What the task requires: Reproduce all records below exactly.

Information provided:

PR #703, opened 2019-06-14
NuGet package with TypeScript definitions

tomasherceg:
The `DotVVM.Typescript.Definitions` package adds DotVVM.d.ts (and its dependencies) in the project. 

For .NET Framework, the regular `content` mechanism in NuGet packages is used. 

For .NET Core, the `contentFiles` mechanism is replaced by a custom MSBuild target which copies the files in the project before build. The `contentFiles` are just a MSBuild thing and they don't physically copy the files in the project so `tsc` cannot see them. The path where the files are placed can be customized using the `DotVVMTypescriptDefinitionsDestinationPath` MSBuild variable (only on .NET Core).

Solution to the exercise:
PR #703, opened 2019-06-14
NuGet package with TypeScript definitions

tomasherceg:
The `DotVVM.Typescript.Definitions` package adds DotVVM.d.ts (and its dependencies) in the project. 

For .NET Framework, the regular `content` mechanism in NuGet packages is used. 

For .NET Core, the `contentFiles` mechanism is replaced by a custom MSBuild target which copies the files in the project before build. The `contentFiles` are just a MSBuild thing and they don't physically copy the files in the project so `tsc` cannot see them. The path where the files are placed can be customized using the `DotVVMTypescriptDefinitionsDestinationPath` MSBuild variable (only on .NET Core).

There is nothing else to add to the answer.